Nothing but the lines holding the string "header" should appear in the answer. Copy them from the entries.

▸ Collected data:
▬▬▬▬▬▬▬▬▬▬

PR #10447, opened 2026-09-17
all: smoother parent session logout handling (fixes #10378)

### LINKED ISSUE #10378: logout: takes 1 minute
https://github.com/user-attachments/assets/d7061616-4b06-4a57-9d7e-28e3f8f919e3

Mutugiii:
## Summary

Logout currently waits for the parent CouchDB `_session` deletion before clearing the local user and navigating. When the parent is unreachable, this can block logout for about a minute.

- completes the local logout without waiting for parent-session cleanup
- runs the parent deletion as best-effort cleanup and logs failures
- preserves the configured-admin check and skips planets without a parent
- reads the user identity before `unset()`
- safely handles missing configuration or user names

## Testing
- `npm run lint`
- `npx vitest run src/app` — 65 files, 452 tests passed
- `git diff --check`

Added coverage confirms that logout:
- proceeds while the parent deletion remains pending
- proceeds when the parent deletion fails
- skips parent cleanup for non-admin users
- skips parent cleanup on a center and navigates to `/login`
- proceeds when configuration and user names are absent

## Summary by CodeRabbit

- **Bug Fixes**
  - Improved logout handling for local administrators with a configured parent domain.
  - Parent-session cleanup now runs only when applicable and no longer prevents local logout or navigation if it fails.
  - Improved handling when administrator names or configuration values are unavailable.
  - Added coverage for logout, session cleanup, navigation, and error scenarios.


dogi:
**Review — rating: 90/100**

Promoting `review` → `merge`. Gate at head `fb6f13fc`:
- **CI:** 22/22 check runs succeeded. All started 2026-09-17T11:42Z, after the head commit at 11:41:49Z.
- **Merge:** `git merge-tree --write-tree origin/master pr/10447` exits 0. The branch is 12 commits behind but none of them touch `home.component.ts`. It also stacks cleanly with the other nine PRs in this batch.
- **Approval:** none from Mutugiii (not required).

The fix does what the title says. Ending the parent `_session` is moved out of the `switchMap` chain, so local logout no longer waits on the parent:
```ts
if (isLocalAdmin && configuration.parentDomain) {
  this.couchService.delete('_session', { withCredentials: true, domain: configuration.parentDomain })
    .subscribe({ error: error => console.error('Unable to end parent session', error) });
}
```
`isLocalAdmin` is now captured before `pouchAuthService.logout()` and guarded with `adminName?.`. Before, `adminName.split` would throw on a planet with no `adminName`. The new `parentDomain` guard also stops the old fallback, where `domain: undefined` sent the DELETE to the local `_session` a second time. The request still runs to completion in the background, and a 403 would still show the "not authorized" alert through `couchDBReq`. That only reaches local admins, and it was already the behaviour before this change.

Checked and dropped: navigating away does not cancel the in-flight `HttpClient` request, so the parent logout still gets sent.

---

dogi (approved):

dogi (approved):

PR #10452, opened 2026-09-17
all: smoother mobile viewport fitting (fixes #8881)

### LINKED ISSUE #8881: Problem with the movil version
in this screen we lost the 20% of the screen only for show the menu, maybe we can hide all the menu
Image

in horizontal mode with the tittles we lost the 50% of the screen
Image

we have problems with the text render on the movil version

Image

Mutugiii:
Fixes #8881

Full-height views currently use `100vh - 216px` to estimate the space below the app header and page toolbars. That estimate fits some desktop pages, but an expanded filter row can make a list taller than the available space and create an outer scrollbar. On shorter pages it can leave unused space.

A landscape phone also has enough width to be classified as a tablet, even though it has little vertical space. That can leave it with a pinned sidebar and tall toolbar rows.

## What changed
- Size routed full-height views from their available space. Toolbars keep their natural height, and the view fills the remainder. The shared rule covers direct views, views in `.space-container`, and lists inside `planet-users-table`.
- Keep a 40vh minimum for the view. When toolbar rows and that minimum cannot fit together, the page scrolls rather than squeezing or overlapping the list.
- Treat short touch viewports (at most 500px high) as compact in the app shell: use an overlay sidebar, the modern toolbar, and 48px toolbar rows. The sidebar remains scrollable.
- Read width and short-screen state together through `DeviceInfoService.watchViewport()`. Recalculate content margins when the sidebar mode changes so rotation does not leave a blank strip.
- Use `100dvh` where supported, with a `100vh` fallback. Let the course detail view fill its parent instead of using another viewport-height calculation.

The existing fixed-height variables and page corrections remain as fallbacks for embedded views and browsers without `:has()`.

## Summary by CodeRabbit

- **New Features**
  - Improved navigation on short landscape phone screens with overlay navigation and better scrolling.
  - Added responsive support for modern viewport heights and mobile browser interfaces.
  - Added flexible full-height layouts for routed views and course content.

- **Bug Fixes**
  - Improved sizing across home, course, dashboard, and full-height views.
  - Prevented content clipping or misalignment when switching navigation layouts or viewport sizes.
  - Ensured navigation and content margins update correctly after viewport changes.


dogi:
**Review — rating: 83/100**

Promoting `review` → `merge`. Gate at head `59c2e7a7`:
- **CI:** 22/22 check runs succeeded. All started 2026-09-17T19:59:01Z, after the head commit at 19:58:32Z.
- **Merge:** `git merge-tree --write-tree origin/master pr/10452` exits 0. The branch is 12 commits behind but merges clean. It also stacks cleanly with [#10447](https://github.com/open-learning-exchange/planet/pull/10447), which changes `home.component.ts`, and [#10453](https://github.com/open-learning-exchange/planet/pull/10453), which changes `home.scss` and `styles.scss`.
- **Approval:** none from Mutugiii (not required).

What the PR does:
- **Dynamic viewport height:** `--planet-vh` uses `100dvh` behind an `@supports` check, with `100vh` as the fallback. `$view-container-height` and `$dashboard-height` are built on it.
- **Landscape phones:** `usesOverlayNav = isMobile || isShortViewport` sends a landscape phone to the overlay drawer.
- **Drawer margin:** `resetContentMargins()` calls `updateContentMargins()` in `afterNextRender`. `mainContent` is the `#content` `mat-sidenav-container`, which already calls `updateContentMargins()` at line 84, so this relies on the same API.

Checked and dropped:
- **Unsupported `:has()` breaking layout:** the new flex-column rule for `mat-sidenav-content > :has(…)` only adds to the existing `.view-container.view-full-height { height: v.$view-container-height }`. That rule stays, so a browser without `:has()` falls back to the old fixed height. `courses-view.scss` gets its own `.view-full-height { display: flex }`, so `.course-container { flex: 1 1 0 }` doesn't need `:has()`.
- **Stale `forceModern`:** `syncToolbarLayout` now reads `isShortViewport`. Rotating the phone fires `resize`, so the value can't go stale.

Keep in mind: `$short-viewport` in `_variables.scss` and `SHORT_VIEWPORT_QUERY` in `device-info.service.ts` are two copies of the same query. They are only linked by a "keep in sync" comment.

---

dogi (approved):

Issue #102, opened 2018-05-06
Explore Urban Campsite Sweeps by Neighborhood / Human Impact


mckinneybock:
# Story Card Request

**Project: Neighborhoods**
**Card Title: Explore Urban Campsite Sweeps by Neighborhood**

## Description / Wireframe

Potentially contains an animation by week or month aggregate, that flashes through all available sweeps data from 10/2016-present. (April 2018, as May 2018 is incomplete).

Also ideally an interactive map of campsite sweeps (by point), with neighborhood boundaries, to illustrate how many sweeps there have been. This will help show where sweeps are happening around the city; it will be combined with descriptive statistics (means) on estimated numbers of people per campsite to estimate the number of people affected per week in the Expanded Content.

Related to Issue #100 

## Data Visualization / Design Concerns
Animation over time is very important
Second is an interactive component, so users can explore their neighborhoods & areas of Portland over time.

## Context
This is a pretty critical comparison to make to better understand how frequent the campsite sweeps are occurring, and what response is to the local un-housed population.

## Data Details (APIs)

datasets:

- campsite sweeps

Data will be located in the Neighborhoods API.

### How did we calculate this
>Description or link to GitHub description of data methodology

### See the source
>Link to API / data documentation on GitHub
>Link to original source data

christinatommeraasen:
Neighborhood map on one side and a line graph on the other.

jaronheard:
This is in the Civic Sandbox

PR #356, opened 2018-06-30
Magnitude of urban campsite animation

jaronheard:
Adds animation to #102

### DIFF
--- a/packages/2018-neighborhood-development/src/components/ExploreUrbanCampsiteSweeps/index.js
+++ b/packages/2018-neighborhood-development/src/components/ExploreUrbanCampsiteSweeps/index.js
@@ -3,7 +3,7 @@ import PropTypes from 'prop-types';
 import { connect } from 'react-redux';
 import { css } from 'emotion';
 
-import { CivicStoryCard, Collapsable, BaseMap, ScatterPlotMap, ChartContainer } from '@hackoregon/component-library';
+import { CivicStoryCard, Collapsable, BaseMap, ScatterPlotMap, Button, ChartContainer } from '@hackoregon/component-library';
 import { contextualDesc, belowFoldOne, belowFoldTwo } from './text';
 
 import { fetchCampsiteSweeps, incrementTimer } from '../../state/explore-urban-campsite-sweeps/actions';
@@ -11,6 +11,7 @@ import {
   isCampsiteSweepsPending,
   catchCampsiteSweepsErrors,
   getCampsiteSweepsData,
+  getCampsiteSweepsTimer,
 } from '../../state/explore-urban-campsite-sweeps/selectors';
 
 const LAT = 45.5231;
@@ -27,9 +28,9 @@ export class ExploreUrbanCampsiteSweeps extends React.Component {
       isLoading,
       error,
       data,
+      timer,
+      play,
     } = this.props;
-
-    console.log('DATA???', data);
 
     const scatterplot = !data
     ? null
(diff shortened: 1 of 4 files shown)


packages/2018-neighborhood-development/src/components/ExploreUrbanCampsiteSweeps/index.js
```diff
@@ -77,24 +79,25 @@ export class ExploreUrbanCampsiteSweeps extends React.Component {
...
+    data: getCampsiteSweepsDataByTime(state),
+    timer: getCampsiteSweepsDateRange(state),
   }),
   dispatch => ({
     init() {
       dispatch(fetchCampsiteSweeps());
-    },
-    incrementTimer() {
-      dispatch(incrementTimer(5));
+      setInterval(() => dispatch(incrementTimer(1)), 800);
```
DingoEatingFuzz: Calling `setInterval` like this may cause a memory leak. I suspect you will have to clear the interval when the component is unmounted. Something like...

```js
class Card extends React.Component {
  componentDidMount() {
    const timer = setInterval(() => { this.props.tick(); }, 800);
    this.setState({ timer });
  },

  componentWillUnmount() {
    clearInterval(this.state.timer);
  },
}

export default connect({
  state => ...,
  dispatch => ({
    tick() {
      dispatch(incrementTimer(1));
    }
  })
});
```

This means the component is stateful but at least only the very local timer state is stored on the component instead of in the Redux store. Other possibilities: https://medium.com/@machadogj/timers-in-react-with-redux-apps-9a5a722162e8

packages/2018-neighborhood-development/src/state/explore-urban-campsite-sweeps/selectors.js
```diff
@@ -20,3 +22,51 @@ export const catchCampsiteSweepsErrors = createSelector(
...
+  const startMonth = min(timepoints).getMonth();
+  const startYear = min(timepoints).getFullYear();
+  const endMonth = max(timepoints).getMonth();
+  const endYear = max(timepoints).getFullYear();
+  const startDate = new Date(startYear, startMonth);
+  const endDate = new Date(endYear, endMonth, 0);
+  const months = (endDate.getMonth() - startDate.getMonth()) + 1 + ((endDate.getFullYear() - startDate.getFullYear()) * 12);
+  const sections = [...Array(months + 1).keys()];
+  return sections.map(item => new Date(startDate.getFullYear(), startDate.getMonth() + item));
+};
```
DingoEatingFuzz: Oof. Date stuff in vanilla js is so hairy. It might be time to pull in a date lib. I'm thinking maybe [date-fns](https://date-fns.org/) instead of the goto-pick of Moment.

packages/2018-neighborhood-development/src/components/ExploreUrbanCampsiteSweeps/index.js
jaronheard: Did essentially this, you're only storing an ID of the interval you set in state, so the state is very minimal. Thanks for the help.

packages/2018-neighborhood-development/src/state/explore-urban-campsite-sweeps/selectors.js
jaronheard: Was thinking of creating a new issue for bringing in date-fns rather than addressing this right now - I'd like to clean up some of the other date code and add it to the documentation while I'm at it.

jaronheard:
@DingoEatingFuzz I think this is ready for re-review and merge unless you'd like the vanilla JS dates to use date-fns first

Issue #212, opened 2018-06-07
The Challenge of Preserving Affordability in a Complex Housing Market


danmelton:
# Story Card Request

**Project: Housing**
**Card Title: The Challenge of Preserving Affordability in a Complex Housing Market**

## Description / Wireframe

We'd like to embed the Metro housing pdf as an image on the page, and when clicked, have it get bigger (perhaps a modal?)

https://www.oregonmetro.gov/sites/default/files/2018/04/19/Equitable-Housing-Initiative-Factsheet-Affordability-201804.pdf

it could also possibly be an iframe?

jaronheard:
#358 addressed

PR #358, opened 2018-07-04
Card / The Challenge Of Preserving Affordability In A Complex Housing Market

jaronheard:
This addresses #212.

I added a PDF component to the component library for this card. I'm sure there is opportunity to improve that component, in terms of appropriately sizing the PDF container and possibly the implementation of the PDF container, but this seems to work for now.

screen shot 2018-07-03 at 5 06 52 pm

### DIFF
--- a/packages/component-library/src/PDF/PDF.js
+++ b/packages/component-library/src/PDF/PDF.js
@@ -3,7 +3,7 @@ import { css } from 'emotion';
 
 const pdfClass = css`
   width: 100%;
-  height:calc(100vh - 70px);
+  height: 700px;
 `;
 
 const PDF = ({ url }) => (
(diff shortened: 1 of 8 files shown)


packages/component-library/src/PDF/PDF.js
```diff
@@ -0,0 +1,21 @@
+import React from 'react';
+import { css } from 'emotion';
+
+const pdfClass = css`
+  width: 100%;
+  height:calc(100vh - 70px);
```
DingoEatingFuzz: Using `vh` here seems weird. What's the goal with this?

jaronheard: Was trying to make it so that the PDF embed fills most of, but not all of the screen on desktop and mobile. There’s probably a better way to do this. Will revisit.

PR #366, opened 2018-07-12
Sandbox Layer Improvements

mendozaline:
As I was going through the different packages in the sandbox, I noticed some issues that I fixed here.
- [x] Changed the color scheme for the transportation package from red/green to purple/green since some people have [problems distinguishing between red and green](https://nei.nih.gov/health/color_blindness/facts_about). 
- [x] Fixed bike count and bike estimate slide layers in the bike package that weren't displaying because of null geometries
- [x] Scaled bike count and bike estimates bubbles by area instead of radius
- [x] Decreased the line width of the parks and community garden polygons 

There are some other smaller changes like deleting console.logs and other code clean up.


jaronheard:
Looks good! 🚀

My only comment is to consider changing the slide color for crashes in the transportation package from purple to red - with the change to purple-green they blend in a little too much. But not going to hold off on these other improvements for that.

mendozaline:
Changed the crash circle color to red. That was a good suggestion. It's definitely more intuitive for crashes to be red anyway.

PR #369, opened 2018-07-17
Card/votersonthemove

jaronheard:
Another story card!

This one uses a "small multiples" layout.

image


DingoEatingFuzz:
That table looks so sophisticated 📚

packages/2018-neighborhood-development/src/state/voters-on-the-move/selectors.js
```diff
@@ -0,0 +1,37 @@
...
+);
+
+export const isAwayVotersOnTheMovePending = createSelector(
+  getVotersOnTheMoveRequest,
+  ({ awayPending }) => !!awayPending,
+);
+
+export const catchAwayVotersOnTheMoveErrors = createSelector(
+  getVotersOnTheMoveRequest,
+  ({ awayError }) => awayError || awayError,
```
DingoEatingFuzz: 🤔

packages/2018-neighborhood-development/src/state/voters-on-the-move/selectors.js
```diff
@@ -0,0 +1,37 @@
...
+);
+
+export const isVotersOnTheMovePending = createSelector(
+  getVotersOnTheMoveRequest,
+  ({ pending }) => !!pending,
+);
+
+export const catchVotersOnTheMoveErrors = createSelector(
+  getVotersOnTheMoveRequest,
+  ({ error }) => error || error,
```
DingoEatingFuzz: 🤔

jaronheard:
@DingoEatingFuzz I think that the issue with the scatterplots is one of inadequate labelling and description, and it made me think about the information hierarchy on this card. I ended up adding chart titles and subtitles to both of the visualizations in this card, for which I separated a ChartTitle component.

untitled

Does that help address the scatterplot clarity? As an aside, I think that generally these are confusing charts and if I was to redesign this card I would do it differently.

packages/2018-neighborhood-development/src/state/voters-on-the-move/selectors.js
```diff
@@ -0,0 +1,37 @@
+import { createSelector } from 'reselect';
+import { rootState } from '../selectors';
+
+export const getVotersOnTheMoveRequest = createSelector(
+  rootState,
+  ({ votersOnTheMove }) => votersOnTheMove,
+);
+
+export const getVotersOnTheMoveData = createSelector(
```
nrbernard: I'm sure it's a pattern we're using throughout the app, but it seems like overkill to use selectors here. Since we're not computing any derived data from state, I don't think there's any benefit and it makes it a little more confusing than just doing something like this in our `mapStateToProps` functions:

```
export default connect(
  state => ({
    votersOnTheMove: state.neighborhood.votersOnTheMove,
    ...
  }),
);
```

I know we're composing them with `getVotersOnTheMoveRequest ` to dry up the code but that's not computing anything either. I'm sure I'm missing something, though, so just curious!

packages/2018-neighborhood-development/src/components/VotersOnTheMove/index.js
```diff
@@ -1,25 +1,239 @@
...
+      error,
+      votersOnTheMove,
+      isAwayLoading,
+      awayError,
+      awayVotersOnTheMove,
+    } = this.props;
+
+    const data = { center: votersOnTheMove, away: awayVotersOnTheMove };
+
+    function legendComponent(age) {
```
nrbernard: This is just a style thing but I feel like we should move this out of the `render` method. We could simplify the function signature to something like `const legendComponent = (age) => (lengendData) => ...` just to make it clear that we're currying here.

jaronheard: Actually had the same thought when I was looking at this code earlier... So now that there's two voices saying it's weird I think I'm obligated to fix it 😝

jaronheard: Actually had the same thought when I was looking at this code earlier... So now that there's two voices saying it's weird I think I'm obligated to fix it

packages/2018-neighborhood-development/src/state/voters-on-the-move/selectors.js
jaronheard: I'll bet @DingoEatingFuzz has some thoughts on this pattern, which I'd be interested to hear as well!

DingoEatingFuzz: I do have thoughts! You are correct, @nrbernard,  that `getVotersOnTheMoveRequest` itself isn't doing much, just peeling a property off of the response, but it is built on top of the `rootState` selector that conditionally uses the true root of state or the scope project root of state (i.e., `root.neighborhoodDevelopment`). 

By skipping selectors and doing the quick property lookup in the component as you suggest, you have to increase the surface area where we have to consider the store merging that happens when running the 2018 package vs. the neighborhood-development package in isolation.

All that said, I'm not opposed to rethinking our approach to this, but I do think it's nice that the store merging thing is abstracted to the point where it can essentially go unnoticed.

More on this in [ARCHITECTURE.md](https://github.com/hackoregon/civic/blob/master/ARCHITECTURE.md#creating-a-unified-redux-store).

DingoEatingFuzz:
@jaronheard I don't think the labels helped me at all. It was a good attempt, but I'm not grokking the data encoding here.

First, what are the units for the axes? Are they miles?

Second (assuming miles, or at least distance), is that number of miles _moved_? In other words, a vector. Or is it the coordinates the person moved to? In other words a point.

All four charts have a cluster in the center which seems to contradict with the titles of the columns. If these are movements _away_ from the city center, why are the points still clustered in the center?

To make the chart work, I am assuming that a point represents a vector. Meaning the points in the center of the away charts mean those people just didn't move very far away. Likewise for the towards charts: they didn't move very far towards city center.

If this is the case, I think the charts are both hard to interpret and not very insightful (the insight being that various people moved various distances). 

> As an aside, I think that generally these are confusing charts and if I was to redesign this card I would do it differently.

👍 I'm not suggesting a redesign either, just going through what is hopefully a constructive review from fresh eyes.

jaronheard:
@DingoEatingFuzz Good points, and constructive.

Units are miles moved from original location to new location - so they represent a vector. Because the dataset is bounded by the city limits, the possibility for long distance moves is limited. In addition, most people who are moving within Portland aren't moving very far. Which is at least some kind of insight.

I made another effort at explaining what we have, which I think is a slight improvement. Calling the charts *Various People Moved Various Distances* would actually be pretty accurate. Maybe I should just be using that.

Couple of potential improvement options...

image
image

PR #374, opened 2018-07-26
Fix Sandbox Map Tooltip

mendozaline:
Currently the tooltip for the sandbox uses the field names from the property object for its text. So some of the descriptions are not very useful.

I finally got around to fixing that so the text is properly formatted and uses the field names provided in `slide_meta.attributes` for each slide.

One issue that I encountered was that some of the `slide_meta.attributes` fields don't match the names of the fields in the actual data. For example, in [slide 016 - points of interest](http://service.civicpdx.org/neighborhood-development/sandbox/slides/retailgrocers/?format=json), the value for `slide_meta.attributes.secondary.field` is `description_txt` but the field name in `slide_data.features.properties` is `description2_txt`. So that mismatch prevents the tooltip from showing up since they don't match. The same problem happens with [slide 015 - change in ridership by route](http://service.civicpdx.org/transportation-systems/sandbox/slides/routechange/?format=json).

Another issue is that some slides have information in `slide_data.features.properties`, but there are no `primary` or `secondary` fields provided in `slide_meta`. [Slide 011 - demolitions](http://service.civicpdx.org/neighborhood-development/sandbox/slides/demolitions/) and [slide 032 - crashes](http://service.civicpdx.org/transportation-systems/sandbox/slides/crashes/) share that issue.

### DIFF
--- a/packages/civic-sandbox/src/state/sandbox/selectors.js
+++ b/packages/civic-sandbox/src/state/sandbox/selectors.js
@@ -180,7 +180,7 @@ export const getSelectedSlideDatum = createSelector(
     const tooltipObj = {};
     tooltipObj['x'] = selectedSlideDatum.x;
     tooltipObj['y'] = selectedSlideDatum.y;
-    tooltipObj['content'] = {};
+    tooltipObj['content'] = [];
 
     const tooltipSlideName = Object.keys(slide[slideIndex]);
 
@@ -191,10 +191,16 @@ export const getSelectedSlideDatum = createSelector(
     const datumProps = selectedSlideDatum.object.properties;
 
     if (tooltipPrimary && tooltipPrimary.field) {
-      tooltipObj.content[tooltipPrimary.name] = datumProps[tooltipPrimary.field];
+      tooltipObj.content.push({
+        name: tooltipPrimary.name,
+        value: datumProps[tooltipPrimary.field],
+      });
     }
     if (tooltipSecondary && tooltipSecondary.field) {
-      tooltipObj.content[tooltipSecondary.name] = datumProps[tooltipSecondary.field];
+      tooltipObj.content.push({
+        name: tooltipSecondary.name,
+        value: datumProps[tooltipSecondary.field],
+      });
     }
 
     return tooltipObj;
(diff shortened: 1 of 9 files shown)


packages/component-library/src/CivicSandboxMap/CivicSandboxTooltip.js
```diff
@@ -17,31 +17,26 @@ const tooltip = css`
...
 
-  const keyValuePairs = Object.entries(tooltipInfo.properties);
-
-  const tooltipContent = keyValuePairs.map((d, i) => {
-    const nameSplit = d[0].split("_");
-    const name = nameSplit.reduce((acc, cur, i) => {
-      const capitalize = cur.charAt(0).toUpperCase() + cur.slice(1);
-      return acc + " " + capitalize;
-    }, "");
+  const keyValuePairs = Object.entries(tooltipData.content);
```
jaronheard: Is there a better name than keyValuePairs for this variable?

packages/component-library/src/CivicSandboxMap/CivicSandboxTooltip.js
```diff
@@ -52,20 +47,10 @@ const MapTooltip = (props) => {
...
-      { tooltipRender }
-    </div>
-  );
 };
 
 MapTooltip.propTypes = {
-  tooltipInfo: PropTypes.object,
-  x: PropTypes.number,
-  y: PropTypes.number,
+  tooltipData: PropTypes.object,
```
jaronheard: Maybe adding an object shape here could assist in reasoning about what keyValuePairs is doing?

packages/civic-sandbox/src/state/sandbox/selectors.js
```diff
@@ -142,3 +142,61 @@ export const getSelectedFoundationDatum = createSelector(
...
+    if (tooltipPrimary && tooltipPrimary.field) {
+      tooltipObj.content[tooltipPrimary.name] = datumProps[tooltipPrimary.field];
+    }
+    if (tooltipSecondary && tooltipSecondary.field) {
+      tooltipObj.content[tooltipSecondary.name] = datumProps[tooltipSecondary.field];
+    }
+
+    return tooltipObj;
+  }
+);
```
jaronheard: Slick selector! 🎯

AraOshin:
@mendozaline @jaronheard 

Yes! It's awesome to see this update. I'll look into those api issues you mentioned this week. 👍

Issue #261, opened 2018-06-14
adjust corner branding and title responsiveness for cleaner look on small screens


sixfoot6:
On smaller screens (say, below ~600px or whatever our medium breakpoint is), I'd recommend that we

1. Reduce H2 font-size to 2em
2. Shrink both heigh and width of civid corner to 75px

This, along with the simplification of the card footer actions in case #259, should leave us in good shape on small screens.

![screenshot 2018-06-14 10 10 48](https://user-images.githubusercontent.com/11667/41427370-8c10cfd8-6fbb-11e8-82d4-449b65760c03.png)

jaronheard:
#375 addressed

Issue #254, opened 2018-06-13
Left align chart + add spacing in header container on mobile


jaronheard:
Chart container should render title and subtitle left aligned on mobile. 

![a6eb3656-148e-4157-87fe-5baf858b4a72](https://user-images.githubusercontent.com/7065695/41379712-937d55f6-6f17-11e8-8a2d-4afb72d8f5a0.png)

karieleana:
Add more space between chart title + text....

jaronheard:
#375 addressed

Issue #206, opened 2018-06-06
Scatter plot legend positioning differs between browsers


flamingveggies:
Take a look at: https://hackoregon.github.io/civic/?knob-Data%20key=sortOrder&knob-Title=Some%20title&knob-Data=%5B%7B%22x%22%3A1%2C%22y%22%3A2%2C%22series%22%3A%22cat%22%7D%2C%7B%22x%22%3A2%2C%22y%22%3A3%2C%22series%22%3A%22cat%22%7D%2C%7B%22x%22%3A3%2C%22y%22%3A5%2C%22series%22%3A%22fish%22%7D%2C%7B%22x%22%3A4%2C%22y%22%3A4%2C%22series%22%3A%22fish%22%7D%2C%7B%22x%22%3A5%2C%22y%22%3A7%2C%22series%22%3A%22cat%22%7D%2C%7B%22x%22%3A1%2C%22y%22%3A3%2C%22series%22%3A%22dog%22%7D%2C%7B%22x%22%3A3%2C%22y%22%3A3%2C%22series%22%3A%22dog%22%7D%5D&knob-Data%20values=population&knob-Subtitle=A%20description%20of%20this%20chart.&knob-dataValue=y&knob-yLabel=Rating&knob-xLabel=Number&knob-Data%20Series=%5B%22cat%22%2C%22dog%22%2C%22fish%22%5D&knob-Size=%7B%22key%22%3A%22y%22%7D&knob-Domain=%7B%22x%22%3A%5B0%2C6%5D%2C%22y%22%3A%5B0%2C8%5D%7D&knob-dataKey=x&knob-Data%20key%20labels=label&selectedKind=Scatterplot&selectedStory=with%20props&full=0&addons=1&stories=1&panelRight=0&addonPanel=storybooks%2Fstorybook-addon-knobs

The legend appears centered above the chart in Chrome, and what appears to be left-justified in Safari. I have not tested any other browsers or non-Mac OSs.

jaronheard:
This also impacts the line chart component, which also uses the same legend component.

jaronheard:
#375 addressed

PR #375, opened 2018-07-28
Updates per design QA and legend positioning fix.

jaronheard:
Some CSS styling improvements per #254 and #261.

In adjusting the legend positioning, I also figured out a fix for #206. I switched an unnecessary`<legend>` to a `<div>` in the SimpleLegend component.

### DIFF
--- a/packages/component-library/src/SimpleLegend/SimpleLegend.js
+++ b/packages/component-library/src/SimpleLegend/SimpleLegend.js
@@ -9,11 +9,15 @@ const SimpleLegend = ({ legendData }) => {
     font-weight: bold;
     text-align: center;
     margin: 10px 0 0 0;
+
+    @media (max-width: 640px) {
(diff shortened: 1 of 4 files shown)


packages/component-library/src/SimpleLegend/SimpleLegend.js
```diff
@@ -9,11 +9,15 @@ const SimpleLegend = ({ legendData }) => {
...
+
+    @media (max-width: 640px) {
+        text-align: left;
+    }
   `;
 
   if (legendData.length) {
     return (
-      <legend className={legendStyle}>
+      <div className={legendStyle}>
```
DingoEatingFuzz: I imagine there's a default property set for the legend element in the safari user agent styles that could be overridden to make this consistent, but I don't mind the switch to a `div` either.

▬▬▬▬▬▬▬▬▬▬

▸ Task solution:
Full-height views currently use `100vh - 216px` to estimate the space below the app header and page toolbars. That estimate fits some desktop pages, but an expanded filter row can make a list taller than the available space and create an outer scrollbar. On shorter pages it can leave unused space.
Left align chart + add spacing in header container on mobile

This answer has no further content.